─── Input data

PR #578, opened 2018-07-25
EZP-29091: Publishing Content from the frontend results in error

ViniTou:
| Question      | Answer
| ------------- | ---
| Tickets       | https://jira.ez.no/browse/EZP-29091
| Bug fix?      | yes
| New feature?  | no
| BC breaks?    | no
| Tests pass?   | yes
| Doc needed?   | no

Added new FormProcessor into adminUi in order to properly handle redirects after publishing/canceling content inside admin panel. There is change in default behavior in repository-forms as right now it by defaults redirect onto system-url instead of /content/location/{id}.

Relevant PR:
https://github.com/ezsystems/repository-forms/pull/244

#### Checklist:
- [x] Ready for Code Review

### DIFF
--- a/src/lib/RepositoryForms/Form/Processor/Content/UrlRedirectProcessor.php
+++ b/src/lib/RepositoryForms/Form/Processor/Content/UrlRedirectProcessor.php
@@ -8,12 +8,16 @@ declare(strict_types=1);
 
 namespace EzSystems\EzPlatformAdminUi\RepositoryForms\Form\Processor\Content;
 
+use eZ\Publish\API\Repository\Exceptions\InvalidArgumentException;
+use eZ\Publish\API\Repository\Exceptions\NotFoundException;
+use eZ\Publish\API\Repository\URLAliasService;
+use eZ\Publish\API\Repository\Values\Content\URLAlias;
+use eZ\Publish\Core\MVC\Symfony\SiteAccess;
 use EzSystems\EzPlatformAdminUi\Specification\SiteAccess\IsAdmin;
 use EzSystems\RepositoryForms\Event\FormActionEvent;
 use EzSystems\RepositoryForms\Event\RepositoryFormEvents;
 use Symfony\Component\EventDispatcher\EventSubscriberInterface;
 use Symfony\Component\HttpFoundation\RedirectResponse;
-use Symfony\Component\HttpFoundation\RequestStack;
 use Symfony\Component\Routing\Generator\UrlGeneratorInterface;
 use Symfony\Component\Routing\RouterInterface;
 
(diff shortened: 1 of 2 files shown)


ViniTou:
@webhdx 
Not fan of it either, but we didn't fount better solution for this. Unless, as I suggested somewhere during our internal discussion we would remove RedirectResponse from event and then setup late listener to build redirect response from Location but that would evolve some major changes I believe.

webhdx:
As far as I understand the redirection is invalid because one of the AdminUI or PageBuilder form processor is changing it to the back office limited route. Easiest fix to this is simply adding a condition to run them only on admin siteaccesses.

webhdx:
Which route user is being redirected to on content create? Find the processor which is responsible for setting this redirection and create a condition there. I'm not sure how if it's done in repository-forms if so I'd change redirection there to "safe" one using url aliases and create a new processor which will override the redirection to AdminUI specific route when content is being added from admin siteaccess.

ViniTou:
@webhdx 
Are you by any chance talking about this linked PR?
https://github.com/ezsystems/repository-forms/pull/244

webhdx:
Yes, I mistook the PRs with my first comment. Sorry.

lserwatka:
@ViniTou @webhdx we have to move forward with this fix and it is blocking Behat tests. What was the conclusion for fix here? Is current version acceptable?

src/lib/RepositoryForms/Form/Processor/Content/UrlRedirectProcessor.php
```diff
@@ -0,0 +1,141 @@
...
+        }
+
+        /** @var \Symfony\Component\HttpFoundation\RedirectResponse $response */
+        $response = $event->getResponse();
+
+        if (!$response instanceof RedirectResponse) {
+            return;
+        }
+
+        $targetUrlAlias = $this->URLAliasService->lookup(
```
webhdx: Can you make it fail safe? Check if the alias can be loaded first as someone could change the redirection in his processor to something different than Url Alias.

src/lib/RepositoryForms/Form/Processor/Content/UrlRedirectProcessor.php
```diff
@@ -0,0 +1,141 @@
...
+    }
+
+    /**
+     * @return bool
+     *
+     * @throws \EzSystems\EzPlatformAdminUi\Exception\InvalidArgumentException
+     */
+    protected function isAdminSiteAccess(): bool
+    {
+        $siteaccess = $this->requestStack->getCurrentRequest()->attributes->get('siteaccess');
```
webhdx: Get current siteaccess from the service `ezpublish.siteaccess`, works with autowiring as well: `\eZ\Publish\Core\MVC\Symfony\SiteAccess`.

lserwatka:
@ViniTou could you merge it up?

ViniTou:
@lserwatka 
:+1:

PR #580, opened 2018-07-26
EZP-29104:  Implemented UI for ImageAsset Field Type

adamwojs:
| Question      | Answer
| ------------- | ---
| Tickets       | https://jira.ez.no/browse/EZP-29104
| **Depends on** | https://github.com/ezsystems/repository-forms/pull/246, https://github.com/ezsystems/ezpublish-kernel/pull/2403
| Bug fix?      | no
| New feature?  | yes
| BC breaks?    | no
| Tests pass?   | no
| Doc needed?   | no

#### Checklist:
- [x] Extract translations
- [x] Ready for Code Review

### DIFF
--- a/src/bundle/Controller/AssetController.php
+++ b/src/bundle/Controller/AssetController.php
@@ -1,0 +1,164 @@
+<?php
+
+/**
+ * @copyright Copyright (C) eZ Systems AS. All rights reserved.
+ * @license For full copyright and license information view LICENSE file distributed with this source code.
+ */
+declare(strict_types=1);
+
+namespace EzSystems\EzPlatformAdminUiBundle\Controller;
+
+use Exception;
+use eZ\Publish\Core\FieldType\Image\Value as ImageValue;
+use eZ\Publish\Core\FieldType\ImageAsset\AssetMapper as ImageAssetMapper;
+use EzSystems\EzPlatformAdminUi\Form\Data\Asset\ImageAssetUploadData;
+use Symfony\Component\HttpFoundation\JsonResponse;
+use Symfony\Component\HttpFoundation\Request;
+use Symfony\Component\HttpFoundation\Response;
+use Symfony\Component\Security\Csrf\CsrfToken;
+use Symfony\Component\Security\Csrf\CsrfTokenManagerInterface;
+use Symfony\Component\Translation\TranslatorInterface;
+use Symfony\Component\Validator\ConstraintViolationListInterface;
+use Symfony\Component\Validator\Validator\ValidatorInterface;
+
+class AssetController extends Controller
+{
+    const CSRF_TOKEN_HEADER = 'X-CSRF-Token';
+
+    const LANGUAGE_CODE_KEY = 'languageCode';
+    const FILE_KEY = 'file';
+
+    /** @var \Symfony\Component\Validator\Validator\ValidatorInterface */
+    private $validator;
+
+    /** @var \Symfony\Component\Security\Csrf\CsrfTokenManagerInterface */
+    private $csrfTokenManager;
+
+    /** @var \eZ\Publish\Core\FieldType\ImageAsset\AssetMapper */
+    private $imageAssetMapper;
+
+    /** @var \Symfony\Component\Translation\TranslatorInterface */
+    private $translator;
+
+    /**
+     * @param \Symfony\Component\Validator\Validator\ValidatorInterface $validator
+     * @param \Symfony\Component\Security\Csrf\CsrfTokenManagerInterface $csrfTokenManager
+     * @param \eZ\Publish\Core\FieldType\ImageAsset\AssetMapper $imageAssetMapper
+     * @param \Symfony\Component\Translation\TranslatorInterface $translator
+     */
+    public function __construct(
+        ValidatorInterface $validator,
+        CsrfTokenManagerInterface $csrfTokenManager,
+        ImageAssetMapper $imageAssetMapper,
+        TranslatorInterface $translator)
+    {
+        $this->validator = $validator;
+        $this->csrfTokenManager = $csrfTokenManager;
+        $this->imageAssetMapper = $imageAssetMapper;
+        $this->translator = $translator;
+    }
+
+    /**
+     * @param \Symfony\Component\HttpFoundation\Request $request
+     *
+     * @return \Symfony\Component\HttpFoundation\Response
+     *
+     * @throws \eZ\Publish\Core\Base\Exceptions\InvalidArgumentType
+     */
+    public function uploadImageAction(Request $request): Response
+    {
+        if ($this->isValidCsrfToken($request)) {
+            $data = new ImageAssetUploadData(
+                $request->files->get(self::FILE_KEY),
+                $request->request->get(self::LANGUAGE_CODE_KEY)
+            );
+
+            $errors = $this->validator->validate($data);
+            if ($errors->count() === 0) {
+                try {
+                    $file = $data->getFile();
+
+                    $content = $this->imageAssetMapper->createAsset(
+                        $file->getClientOriginalName(),
+                        new ImageValue([
+                            'path' => $file->getRealPath(),
+                            'fileSize' => $file->getSize(),
+                            'fileName' => $file->getClientOriginalName(),
+                            'alternativeText' => null,
+                        ]),
+                        $data->getLanguageCode()
+                    );
+
+                    return new JsonResponse([
+                        'destinationContent' => [
+                            'id' => $content->contentInfo->id,
+                            'name' => $content->getName(),
+                            'locationId' => $content->contentInfo->mainLocationId,
+                        ],
+                        'value' => $this->imageAssetMapper->getAssetValue($content),
+                    ]);
+                } catch (Exception $e) {
+                    return $this->createGenericErrorResponse($e->getMessage());
+                }
+            } else {
+                return $this->createInvalidInputResponse($errors);
+            }
+        }
+
+        return $this->createInvalidCsrfResponse();
+    }
+
+    /**
+     * @return \Symfony\Component\HttpFoundation\JsonResponse
+     */
+    private function createInvalidCsrfResponse(): JsonResponse
+    {
+        $errorMessage = $this->translator->trans(
+/** @Desc("Missing or invalid CSRF token") */ 'asset.upload.invalid_csrf', [], 'assets'
+        );
+
+        return $this->createGenericErrorResponse($errorMessage);
+    }
+
+    /**
+     * @param \Symfony\Component\Validator\ConstraintViolationListInterface $errors
+     *
+     * @return \Symfony\Component\HttpFoundation\JsonResponse
+     */
+    private function createInvalidInputResponse(ConstraintViolationListInterface $errors): JsonResponse
+    {
+        $errorMessages = [];
+        foreach ($errors as $error) {
+            $errorMessages[] = $error->getMessage();
+        }
+
+        return $this->createGenericErrorResponse(implode(', ', $errorMessages));
+    }
+
+    /**
+     * @param string $errorMessage
+     *
+     * @return \Symfony\Component\HttpFoundation\JsonResponse
+     */
+    private function createGenericErrorResponse(string $errorMessage): JsonResponse
+    {
+        return new JsonResponse([
+            'status' => 'failed',
+            'error' => $errorMessage,
+        ]);
+    }
+
+    /**
+     * @param \Symfony\Component\HttpFoundation\Request $request
+     *
+     * @return bool
+     */
+    private function isValidCsrfToken(Request $request): bool
+    {
+        $csrfTokenValue = $request->headers->get(self::CSRF_TOKEN_HEADER);
+
+        return $this->csrfTokenManager->isTokenValid(
+            new CsrfToken('authenticate', $csrfTokenValue)
+        );
+    }
+}
--- a/src/bundle/Resources/config/universal_discovery_widget.yml
+++ b/src/bundle/Resources/config/universal_discovery_widget.yml
@@ -37,3 +37,6 @@ system:
                     multiple: false
                     content_on_the_fly:
                         allowed_content_types: ['image']
+                image_asset:
+                    multiple: false
+                    visible_tabs: ['browse', 'search', 'bookmarks']
--- a/src/bundle/Resources/public/js/scripts/fieldType/ezimageasset.js
+++ b/src/bundle/Resources/public/js/scripts/fieldType/ezimageasset.js
@@ -1,0 +1,276 @@
+(function(global, doc, eZ, React, ReactDOM, Translator) {
+    const SELECTOR_FIELD = '.ez-field-edit--ezimageasset';
+    const SELECTOR_INPUT_FILE = 'input[type="file"]';
+    const SELECTOR_INPUT_DESTINATION_CONTENT_ID = '.ez-data-source__destination-content-id';
+    const SELECTOR_LABEL_WRAPPER = '.ez-field-edit__label-wrapper';
+    const token = doc.querySelector('meta[name="CSRF-Token"]').content;
+    const siteaccess = doc.querySelector('meta[name="SiteAccess"]').content;
+    const showErrorNotification = eZ.helpers.notification.showErrorNotification;
+    const showSuccessNotification = eZ.helpers.notification.showSuccessNotification;
+    const getJsonFromResponse = eZ.helpers.request.getJsonFromResponse;
+    const imageAssetMapping = eZ.adminUiConfig.imageAssetMapping;
+
+    /**
+     * Handles response status
+     *
+     * @function handleResponseStatus
+     * @param {Response} response
+     * @returns {Error|Promise}
+     */
+    const handleResponseStatus = (response) => {
+        if (response.status === 'failed') {
+            throw new Error(response.error);
+        }
+
+        return response;
+    };
+
+    class EzImageAssetPreviewField extends eZ.BasePreviewField {
+        /**
+         * Creates a new Image Asset
+         *
+         * @method createAsset
+         * @param {File} file
+         * @param {String} languageCode
+         */
+        createAsset(file, languageCode) {
+            const assetCreateUri = global.Routing.generate('ezplatform.asset.upload_image');
+            const form = new FormData();
+
+            form.append('languageCode', languageCode);
+            form.append('file', file);
+
+            const options = {
+                method: 'POST',
+                headers: {
+                    Accept: 'application/json',
+                    'X-CSRF-Token': token,
+                },
+                body: form,
+                mode: 'same-origin',
+                credentials: 'same-origin',
+            };
+
+            this.toggleLoading(true);
+
+            fetch(assetCreateUri, options)
+                .then(getJsonFromResponse)
+                .then(handleResponseStatus)
+                .then(this.onAssetCreateSuccess.bind(this))
+                .catch(this.onAssetCreateFailure.bind(this));
+        }
+
+        /**
+         * Handle a successfully created Image Asset
+         *
+         * @method onAssetCreateSuccess
+         * @param {Object} response
+         */
+        onAssetCreateSuccess(response) {
+            const destinationContent = response.destinationContent;
+
+            this.updateData(destinationContent.id, destinationContent.name, destinationContent.locationId, response.value);
+            this.toggleLoading(false);
+
+            showSuccessNotification(
+                Translator.trans(
+                    /* @Desc("Image has been published and can now be reused") */ 'ezimageasset.create.message.success',
+                    {},
+                    'fieldtypes_edit'
+                )
+            );
+        }
+
+        /**
+         * Handle a failure while creating Image Asset
+         *
+         * @method onAssetCreateFailure
+         */
+        onAssetCreateFailure(error) {
+            const message = Translator.trans(
+                /* @Desc("Error while creating image asset: %error%") */ 'ezimageasset.create.message.error',
+                { error: error.message },
+                'fieldtypes_edit'
+            );
+
+            this.toggleLoading(false);
+            showErrorNotification(message);
+        }
+
+        /**
+         * Loads selected Image Asset
+         *
+         * @method loadAsset
+         * @param {Object} response
+         */
+        loadAsset(response) {
+            const imageField = response.CurrentVersion.Version.Fields.field.find((field) => {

──────

**The problem**
Please report every line in the entries above that holds the string "ConstraintViolationListInterface".

**Worked solution**
+use Symfony\Component\Validator\ConstraintViolationListInterface;
+     * @param \Symfony\Component\Validator\ConstraintViolationListInterface $errors
+    private function createInvalidInputResponse(ConstraintViolationListInterface $errors): JsonResponse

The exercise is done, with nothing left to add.